## Material for the task
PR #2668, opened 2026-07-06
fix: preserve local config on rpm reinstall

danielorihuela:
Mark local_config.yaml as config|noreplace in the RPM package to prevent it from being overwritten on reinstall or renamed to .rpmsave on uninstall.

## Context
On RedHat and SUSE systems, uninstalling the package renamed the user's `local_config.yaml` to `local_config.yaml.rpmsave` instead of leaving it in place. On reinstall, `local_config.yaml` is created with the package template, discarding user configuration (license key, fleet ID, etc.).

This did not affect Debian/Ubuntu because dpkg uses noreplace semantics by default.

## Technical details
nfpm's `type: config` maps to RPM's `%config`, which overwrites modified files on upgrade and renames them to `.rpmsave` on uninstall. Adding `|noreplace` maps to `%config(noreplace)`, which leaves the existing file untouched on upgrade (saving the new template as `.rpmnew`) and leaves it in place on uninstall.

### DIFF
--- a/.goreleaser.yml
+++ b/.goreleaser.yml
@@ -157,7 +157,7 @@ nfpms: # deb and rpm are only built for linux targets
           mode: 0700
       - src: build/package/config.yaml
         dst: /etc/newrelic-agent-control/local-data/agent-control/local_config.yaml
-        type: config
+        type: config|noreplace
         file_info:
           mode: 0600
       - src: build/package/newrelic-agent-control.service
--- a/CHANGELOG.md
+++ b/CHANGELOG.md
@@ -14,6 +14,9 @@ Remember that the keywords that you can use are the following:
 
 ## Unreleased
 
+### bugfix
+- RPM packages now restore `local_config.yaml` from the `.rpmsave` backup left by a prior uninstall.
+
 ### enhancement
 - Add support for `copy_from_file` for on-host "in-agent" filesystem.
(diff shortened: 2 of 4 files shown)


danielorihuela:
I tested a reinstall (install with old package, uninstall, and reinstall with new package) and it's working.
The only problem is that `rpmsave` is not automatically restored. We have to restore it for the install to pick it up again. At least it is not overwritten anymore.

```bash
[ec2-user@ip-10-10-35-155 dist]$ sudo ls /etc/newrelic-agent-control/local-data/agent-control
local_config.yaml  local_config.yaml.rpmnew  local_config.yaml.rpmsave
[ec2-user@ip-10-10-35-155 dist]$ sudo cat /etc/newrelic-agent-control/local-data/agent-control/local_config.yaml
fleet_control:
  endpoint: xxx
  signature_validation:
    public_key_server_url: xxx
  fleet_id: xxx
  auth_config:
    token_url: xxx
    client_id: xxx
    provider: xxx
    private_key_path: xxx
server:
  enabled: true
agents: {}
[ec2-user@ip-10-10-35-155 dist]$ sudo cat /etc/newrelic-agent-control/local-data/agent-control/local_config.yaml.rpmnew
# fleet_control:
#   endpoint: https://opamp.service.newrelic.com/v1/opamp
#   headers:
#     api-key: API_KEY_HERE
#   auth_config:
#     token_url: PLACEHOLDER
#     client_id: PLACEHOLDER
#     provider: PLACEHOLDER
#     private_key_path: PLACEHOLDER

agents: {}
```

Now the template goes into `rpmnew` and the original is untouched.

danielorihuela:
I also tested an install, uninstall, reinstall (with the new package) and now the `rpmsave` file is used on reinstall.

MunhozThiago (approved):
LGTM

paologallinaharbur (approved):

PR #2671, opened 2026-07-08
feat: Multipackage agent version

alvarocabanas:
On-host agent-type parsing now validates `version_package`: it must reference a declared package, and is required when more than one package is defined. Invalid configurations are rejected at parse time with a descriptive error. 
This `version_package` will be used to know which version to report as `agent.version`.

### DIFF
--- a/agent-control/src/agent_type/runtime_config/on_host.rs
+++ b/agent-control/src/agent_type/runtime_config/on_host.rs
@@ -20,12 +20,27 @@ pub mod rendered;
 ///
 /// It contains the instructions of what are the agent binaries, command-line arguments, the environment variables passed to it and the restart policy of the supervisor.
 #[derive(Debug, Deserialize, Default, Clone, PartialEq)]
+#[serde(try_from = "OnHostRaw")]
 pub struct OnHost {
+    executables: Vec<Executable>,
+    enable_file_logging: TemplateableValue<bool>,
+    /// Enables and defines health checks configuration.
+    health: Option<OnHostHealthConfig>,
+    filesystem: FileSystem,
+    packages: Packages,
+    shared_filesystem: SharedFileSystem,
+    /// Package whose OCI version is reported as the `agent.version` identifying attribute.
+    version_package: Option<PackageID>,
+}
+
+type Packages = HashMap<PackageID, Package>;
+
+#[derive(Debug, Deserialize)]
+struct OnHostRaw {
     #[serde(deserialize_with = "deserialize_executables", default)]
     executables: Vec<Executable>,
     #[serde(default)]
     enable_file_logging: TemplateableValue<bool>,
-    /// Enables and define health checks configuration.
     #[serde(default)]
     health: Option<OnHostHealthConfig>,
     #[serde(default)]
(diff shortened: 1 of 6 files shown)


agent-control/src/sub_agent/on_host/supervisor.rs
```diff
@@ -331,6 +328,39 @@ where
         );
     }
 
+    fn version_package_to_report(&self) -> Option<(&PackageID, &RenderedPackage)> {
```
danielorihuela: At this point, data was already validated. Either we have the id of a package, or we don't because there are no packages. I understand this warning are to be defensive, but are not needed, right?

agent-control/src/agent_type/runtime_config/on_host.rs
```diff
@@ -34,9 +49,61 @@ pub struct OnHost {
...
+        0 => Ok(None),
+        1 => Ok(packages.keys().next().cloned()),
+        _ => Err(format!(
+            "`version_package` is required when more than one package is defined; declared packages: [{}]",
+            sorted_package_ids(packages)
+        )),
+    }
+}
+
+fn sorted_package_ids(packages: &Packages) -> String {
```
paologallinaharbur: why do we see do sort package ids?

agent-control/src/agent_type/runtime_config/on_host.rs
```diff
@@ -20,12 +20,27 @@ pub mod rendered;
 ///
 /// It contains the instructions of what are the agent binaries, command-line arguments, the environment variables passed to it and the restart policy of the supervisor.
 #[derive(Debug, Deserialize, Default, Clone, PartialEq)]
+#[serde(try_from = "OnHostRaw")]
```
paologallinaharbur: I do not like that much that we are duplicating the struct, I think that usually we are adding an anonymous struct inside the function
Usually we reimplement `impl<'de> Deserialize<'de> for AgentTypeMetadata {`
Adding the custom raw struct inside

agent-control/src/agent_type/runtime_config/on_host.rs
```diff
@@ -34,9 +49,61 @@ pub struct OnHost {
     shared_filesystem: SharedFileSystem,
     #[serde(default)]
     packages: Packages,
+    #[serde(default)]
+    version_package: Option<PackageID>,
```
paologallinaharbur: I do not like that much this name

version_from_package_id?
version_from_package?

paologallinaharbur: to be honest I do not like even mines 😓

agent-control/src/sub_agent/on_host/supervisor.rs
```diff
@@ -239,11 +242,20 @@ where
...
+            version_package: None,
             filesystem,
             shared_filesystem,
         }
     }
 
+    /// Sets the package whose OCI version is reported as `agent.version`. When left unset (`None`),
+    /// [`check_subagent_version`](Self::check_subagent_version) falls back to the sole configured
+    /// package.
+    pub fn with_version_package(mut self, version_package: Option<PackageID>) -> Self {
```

## The problem
Your response should be an exact copy of all the records.

## Finished exercise
PR #2668, opened 2026-07-06
fix: preserve local config on rpm reinstall

danielorihuela:
Mark local_config.yaml as config|noreplace in the RPM package to prevent it from being overwritten on reinstall or renamed to .rpmsave on uninstall.

## Context
On RedHat and SUSE systems, uninstalling the package renamed the user's `local_config.yaml` to `local_config.yaml.rpmsave` instead of leaving it in place. On reinstall, `local_config.yaml` is created with the package template, discarding user configuration (license key, fleet ID, etc.).

This did not affect Debian/Ubuntu because dpkg uses noreplace semantics by default.

## Technical details
nfpm's `type: config` maps to RPM's `%config`, which overwrites modified files on upgrade and renames them to `.rpmsave` on uninstall. Adding `|noreplace` maps to `%config(noreplace)`, which leaves the existing file untouched on upgrade (saving the new template as `.rpmnew`) and leaves it in place on uninstall.

### DIFF
--- a/.goreleaser.yml
+++ b/.goreleaser.yml
@@ -157,7 +157,7 @@ nfpms: # deb and rpm are only built for linux targets
           mode: 0700
       - src: build/package/config.yaml
         dst: /etc/newrelic-agent-control/local-data/agent-control/local_config.yaml
-        type: config
+        type: config|noreplace
         file_info:
           mode: 0600
       - src: build/package/newrelic-agent-control.service
--- a/CHANGELOG.md
+++ b/CHANGELOG.md
@@ -14,6 +14,9 @@ Remember that the keywords that you can use are the following:
 
 ## Unreleased
 
+### bugfix
+- RPM packages now restore `local_config.yaml` from the `.rpmsave` backup left by a prior uninstall.
+
 ### enhancement
 - Add support for `copy_from_file` for on-host "in-agent" filesystem.
(diff shortened: 2 of 4 files shown)


danielorihuela:
I tested a reinstall (install with old package, uninstall, and reinstall with new package) and it's working.
The only problem is that `rpmsave` is not automatically restored. We have to restore it for the install to pick it up again. At least it is not overwritten anymore.

```bash
[ec2-user@ip-10-10-35-155 dist]$ sudo ls /etc/newrelic-agent-control/local-data/agent-control
local_config.yaml  local_config.yaml.rpmnew  local_config.yaml.rpmsave
[ec2-user@ip-10-10-35-155 dist]$ sudo cat /etc/newrelic-agent-control/local-data/agent-control/local_config.yaml
fleet_control:
  endpoint: xxx
  signature_validation:
    public_key_server_url: xxx
  fleet_id: xxx
  auth_config:
    token_url: xxx
    client_id: xxx
    provider: xxx
    private_key_path: xxx
server:
  enabled: true
agents: {}
[ec2-user@ip-10-10-35-155 dist]$ sudo cat /etc/newrelic-agent-control/local-data/agent-control/local_config.yaml.rpmnew
# fleet_control:
#   endpoint: https://opamp.service.newrelic.com/v1/opamp
#   headers:
#     api-key: API_KEY_HERE
#   auth_config:
#     token_url: PLACEHOLDER
#     client_id: PLACEHOLDER
#     provider: PLACEHOLDER
#     private_key_path: PLACEHOLDER

agents: {}
```

Now the template goes into `rpmnew` and the original is untouched.

danielorihuela:
I also tested an install, uninstall, reinstall (with the new package) and now the `rpmsave` file is used on reinstall.

MunhozThiago (approved):
LGTM

paologallinaharbur (approved):

PR #2671, opened 2026-07-08
feat: Multipackage agent version

alvarocabanas:
On-host agent-type parsing now validates `version_package`: it must reference a declared package, and is required when more than one package is defined. Invalid configurations are rejected at parse time with a descriptive error. 
This `version_package` will be used to know which version to report as `agent.version`.

### DIFF
--- a/agent-control/src/agent_type/runtime_config/on_host.rs
+++ b/agent-control/src/agent_type/runtime_config/on_host.rs
@@ -20,12 +20,27 @@ pub mod rendered;
 ///
 /// It contains the instructions of what are the agent binaries, command-line arguments, the environment variables passed to it and the restart policy of the supervisor.
 #[derive(Debug, Deserialize, Default, Clone, PartialEq)]
+#[serde(try_from = "OnHostRaw")]
 pub struct OnHost {
+    executables: Vec<Executable>,
+    enable_file_logging: TemplateableValue<bool>,
+    /// Enables and defines health checks configuration.
+    health: Option<OnHostHealthConfig>,
+    filesystem: FileSystem,
+    packages: Packages,
+    shared_filesystem: SharedFileSystem,
+    /// Package whose OCI version is reported as the `agent.version` identifying attribute.
+    version_package: Option<PackageID>,
+}
+
+type Packages = HashMap<PackageID, Package>;
+
+#[derive(Debug, Deserialize)]
+struct OnHostRaw {
     #[serde(deserialize_with = "deserialize_executables", default)]
     executables: Vec<Executable>,
     #[serde(default)]
     enable_file_logging: TemplateableValue<bool>,
-    /// Enables and define health checks configuration.
     #[serde(default)]
     health: Option<OnHostHealthConfig>,
     #[serde(default)]
(diff shortened: 1 of 6 files shown)


agent-control/src/sub_agent/on_host/supervisor.rs
```diff
@@ -331,6 +328,39 @@ where
         );
     }
 
+    fn version_package_to_report(&self) -> Option<(&PackageID, &RenderedPackage)> {
```
danielorihuela: At this point, data was already validated. Either we have the id of a package, or we don't because there are no packages. I understand this warning are to be defensive, but are not needed, right?

agent-control/src/agent_type/runtime_config/on_host.rs
```diff
@@ -34,9 +49,61 @@ pub struct OnHost {
...
+        0 => Ok(None),
+        1 => Ok(packages.keys().next().cloned()),
+        _ => Err(format!(
+            "`version_package` is required when more than one package is defined; declared packages: [{}]",
+            sorted_package_ids(packages)
+        )),
+    }
+}
+
+fn sorted_package_ids(packages: &Packages) -> String {
```
paologallinaharbur: why do we see do sort package ids?

agent-control/src/agent_type/runtime_config/on_host.rs
```diff
@@ -20,12 +20,27 @@ pub mod rendered;
 ///
 /// It contains the instructions of what are the agent binaries, command-line arguments, the environment variables passed to it and the restart policy of the supervisor.
 #[derive(Debug, Deserialize, Default, Clone, PartialEq)]
+#[serde(try_from = "OnHostRaw")]
```
paologallinaharbur: I do not like that much that we are duplicating the struct, I think that usually we are adding an anonymous struct inside the function
Usually we reimplement `impl<'de> Deserialize<'de> for AgentTypeMetadata {`
Adding the custom raw struct inside

agent-control/src/agent_type/runtime_config/on_host.rs
```diff
@@ -34,9 +49,61 @@ pub struct OnHost {
     shared_filesystem: SharedFileSystem,
     #[serde(default)]
     packages: Packages,
+    #[serde(default)]
+    version_package: Option<PackageID>,
```
paologallinaharbur: I do not like that much this name

version_from_package_id?
version_from_package?

paologallinaharbur: to be honest I do not like even mines 😓

agent-control/src/sub_agent/on_host/supervisor.rs
```diff
@@ -239,11 +242,20 @@ where
...
+            version_package: None,
             filesystem,
             shared_filesystem,
         }
     }
 
+    /// Sets the package whose OCI version is reported as `agent.version`. When left unset (`None`),
+    /// [`check_subagent_version`](Self::check_subagent_version) falls back to the sole configured
+    /// package.
+    pub fn with_version_package(mut self, version_package: Option<PackageID>) -> Self {
```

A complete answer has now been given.